Since the beginning of the COVID-19 pandemic in March of this year, we have implemented guidelines on social distancing, executed stay-at-home orders, and applied restrictions for brick-and-mortar stores. This has led to months of store closures, which made e-commerce the primary sales channel for many businesses.
These precautionary measures will have a lasting impact on consumer purchasing behavior long after the pandemic, meaning, consumers will continue to shop online for easy pick up and home delivery. To adapt accordingly, organizations will need to offer omnichannel capabilities and create a seamless experience between their online and offline offerings.
Big-Box stores have fared well during the pandemic due to previous investments in inventory visibility, already having on-line systems in place enabling shoppers to see available stock, and being able to pick up orders from nearby stores. As such, it was naturally easier for these organizations to shift operations fully or partially to curbside pickup. Other retailers have not done as well. This is likely due to fewer resources, lack of connectivity, and segregation of inventory between online and in-store inventory management systems.

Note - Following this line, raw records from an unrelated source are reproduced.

PR #64, opened 2020-08-26
Rename new designs feature flag

psoleckimoj:
- FEATURE_NEW_DESIGNS becomes ENABLE_PERSONAL_INFORMATION
- newDesigns in the config object becomes personalInformation

### DIFF
--- a/server/views/pages/home.html
+++ b/server/views/pages/home.html
@@ -56,7 +56,7 @@
         </ul>
       </div>
     </div>
-    {% if config.newDesigns %}
+    {% if config.personalInformation %}
       {{personalScheduleToday({events: todaysEvents, isTomorrow: isTomorrow, establishmentId: config.establishmentId}, config.userName)}}
     {% endif %}
   </div>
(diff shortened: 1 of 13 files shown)


server/views/pages/home.html
```diff
@@ -56,7 +56,7 @@ <h3 class="govuk-heading-s">{{ homePageLinksTitle }}</h3>
         </ul>
       </div>
     </div>
-    {% if config.newDesigns %}
+    {% if config.personalInformation %}
```
spikeheap, line 59: Really trivial thought: should we carry through the name, to make it more obvious it's a toggle/boolean rather than an object holding personal information?

Handily, naming that would be tricky. `config.enablePersonalInformation` almost looks like it could be a function to enable personal information. `config.PersonalInformationEnabled` might fit better but doesn't match the environment variable name 🤷.

Definitely not blocking for this PR, just an early morning musing 🙂.

spikeheap (approved):
This looks good. I like that we've gone with `ENABLE_PERSONAL_INFORMATION`. You're absolutely right that it's neater to keep the positive assertion of `ENABLE_` consistent for feature toggles. The other way is a bit janky.

server/views/pages/home.html
psoleckimoj: Completely understand, the latter would be best, maybe a tech debt thing to look at after 😄

PR #80, opened 2020-09-02
Use single GAID per env rather than per site

psoleckimoj:
- Change Helm config to support new properties
- Change default in config


LucasCairns (approved):
LGTM :shipit:

PR #83, opened 2020-09-02
update package lock

davidthomas22:
*Update minor dependencies
*Update bug in returns a topics menu test


psoleckimoj:
Hmm, this is returning different results in Circle to local again...

psoleckimoj (approved):
LGTM!

PR #84, opened 2020-09-03
Return textual names for secondary tags and categories

psoleckimoj:
- Parse existing secondary tags into a string
- Add categories in the same way as secondary tags
- Amend data sent to GA
- Amend test


LucasCairns (approved):
👍

LucasCairns (approved):
:shipit:

PR #85, opened 2020-09-03
Refactor offenderService and increase test coverage

LucasCairns:


server/routes/index.js
```diff
@@ -36,17 +43,32 @@ const createIndexRouter = ({ logger, hubFeaturedContentService, config }) => {
...
         personalInformation,
-        userName: userName ? `Hi, ${userName}` : null,
         establishmentId,
         returnUrl: req.originalUrl,
       };
 
+      const data = {};
+
+      if (req.user) {
+        const userName = req.user && `Hi, ${req.user.getFullName()}`;
```
psoleckimoj, line 53: `Hi, ` isn't part of their username, it's a display thing so should be separate. Either in the template or a separate variable.

server/utils/string.js
```diff
@@ -0,0 +1,20 @@
...
+  return amount && currency
+    ? new Intl.NumberFormat('en-GB', {
+        style: 'currency',
+        currency,
+      }).format(amount)
+    : placeHolder;
+};
+
+module.exports = {
+  fullNameOr,
```
psoleckimoj, line 18: Not gonna not LGTM this but I've never been a fan of function names ending half way through a sentence as they aren't self descriptive, as in Or what? They only make sense if you know what the args are. Same with For something as well, you're passing something in so it has to be For those args anyway.

server/routes/index.js
psoleckimoj: Actually, this would be better if we rename the var being passed in to `userNameDisplay` or something to indicate that?

LucasCairns: Resolved, updated to `welcomeMessage`

server/utils/string.js
LucasCairns: Renamed to `..OrDefault` to be more explicit with intent

psoleckimoj (approved):
LGTM!

PR #87, opened 2020-09-07
Replace jplayer with videojs in flat content

psoleckimoj:
- Remove jplayer code and module
- Add videojs to flat content
- Replace jplayer html and js with equivalent videojs code


LucasCairns (approved):
👍

PR #89, opened 2020-09-08
Remove jplayer from flat content

psoleckimoj:
- Remove video matching
- Remove video display in template
- Uninstall jplayer
- Remove jplayer skin


LucasCairns (approved):
:shipit:

PR #94, opened 2020-09-10
Remove unused selectors

psoleckimoj:
- Most are no longer used
- Found used ones by finding the file include which shows only 3 are used


davidthomas22 (approved):
LGTM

However, Multi-Echelon Inventory Optimization (MEIO) advances inventories across the network to improve service levels while lowering costs. This level of connectivity enables insight into in-store inventory and seamless execution of on-line orders.
Leveraging Sales Data
Initial store closures caused a spike in online shopping traffic for which few retailers were prepared. Added to that, retailers had to start operating with reduced workforces to maintain safe distancing between employees and this has led to fulfillment delays. To avoid any additional challenges, retailers need better foresight to anticipate demand fluctuations and adjust their operations.
This is an area where demand sensing can help by making large volumes of data available to support decisions at all levels of business. Data can be collected in real-time allowing decision-makers to proactively understand:
- How much demand will rise/fall?
- What is driving demand?
- Sources of demand?
Knowing this kind of data allows distribution centers, fulfillment partners, and stores to prepare well in advance.
Organizations don’t have to calculate demand forecasts manually. With artificial intelligence (AI) models, organizations can produce accurate projections by considering multi-dimensional dynamics. Instead of spending time digging into data, retailers can use AI-generated insights to stay ahead of the curve by appropriately staffing warehouses, planning shipping routes, and ensuring timely fulfillment across all channels.
Ultimately, these strategies come down to transparency, connectivity, and agility. When organizations make upstream decisions based on real-time downstream data, it not only benefits omnichannel fulfillment and meets consumer expectations, it also builds adaptability and resilience for the future.